The Risorgimento was a disaster for Naples and for the south in general. Before 1860 the Mezzogiorno was the richest part of Italy outside the Austrian Empire; after it quickly became the poorest. The facts speak for themselves. In 1859 money circulating in The Two Sicilies amounted to more than that circulating in all other independent Italian states, while the Bank of Naples’s gold reserve was 443 million gold lire, twice the combined reserves of the rest of Italy. This gold was immediately confiscated by Piedmont — whose own reserve had been a mere 27 million — and transferred to Turin. Neapolitan excise duties, levied to keep out the north’s inferior goods and providing four-fifths of the city’s revenue, were abolished. And then the northerners imposed crushing new taxes. Far from being liberators, the Piedmontese administrators who came in the wake of the Risorgimento behaved like Yankees in the post-bellum Southern States; they ruled The Two Sicilies as an occupied country, systematically demolishing its institutions and industries. Ferdinand’s new dockyard was dismantled to stop Naples competing with Genoa (it is now being restored by industrial archeologists). Vilification of the Borboni became part of the school curriculum. Shortly after the Two Sicilies’ enforced incorporation into the new Kingdom of Italy, the Duke of Maddaloni protested in the ‘national’ Parliament: ‘This is invasion, not annexation, not union. We are being plundered like an occupied territory.’ For years after the ‘liberation,’ Neapolitans were governed by northern padroni and carpet-baggers.
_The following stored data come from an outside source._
PR #2387, opened 2018-10-17
remove cruft, lower overhead of event manager

ahnitz:
@josh-willis This reduces the overhead a bit of using concatenate repeatedly. I think you had pointed this out before, but I've run into a corner case where this becomes problematic. Please find a patch attached. I've also taken the liberty of removing some only partially working code.

### DIFF
--- a/bin/pycbc_inspiral
+++ b/bin/pycbc_inspiral
@@ -96,8 +96,6 @@ parser.add_argument("--cluster-function", choices=["findchirp", "symmetric"],
 parser.add_argument("--cluster-window", type=float, default = -1,
                     help="Length of clustering window in seconds."
                     " Set to 0 to disable clustering.")
-parser.add_argument("--maximization-interval", type=float, default=0,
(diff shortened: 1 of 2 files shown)


tdent:
Hi Alex, Josh - does this affect any current functionality? 
I'm not sure why maximization over the bank is classed as only partially working but I'd have appreciated more of a heads up that this was going to be nuked as an option.

ahnitz:
@tdent
The overall change does not affect any currently used functionality, at least not that I'm aware of since testing pycbc_inspiral within the ihope pipeline and using ethinca. 

I should have clarified that there still is a good option for this kind of clustering though, and we should use that if desired. I.E. the --loudest-keep-num, --loudest-keep-interval. If you want a similar setup, you can give 1 and .035 for similar results if testing an ethinca-like algorithm. 

It will dramatically speed up the case where the snr threshold is lowered however, with no change to the output results.

tdent:
OK, indeed it seemed to be mainly there for backwards compatibility which is now not really wanted.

And today the Italians of the north can be as stupidly prejudiced about Naples as any Anglo-Saxon, affecting a superiority which verges on racism — ‘Africa begins South of Rome’ — and lamenting the presence in the North of so many workers from the Mezzogiorno. (The ill-feeling is reciprocated, the Neapolitan translation of SPQR being Sono porci, questi Romani.) Throughout the 1860s 150,000 troops were needed to hold down the south.

Note the pattern. What made Italian unification happen? Why did Ferdinand of Naples, with his 443 million gold lire, just roll over for Charles Albert of Piedmont, with his mere 27? Two reasons: Lord Palmerston and Napoleon III. Where did exiles such as Mazzini and Garibaldi find their backers? Not in Pompeii, that’s for sure.

The unification of Italy was an event in the 19th century’s great struggle between liberalism and reaction. The international liberal movement of the 20th century, in which a figure such as Carl Schurz could go from German revolutionary in 1848 to Civil War general in 1861, was the clear precursor of today’s “international community.” And once again, we see it playing the same predatory role: conquering and destroying in the name of liberation and independence.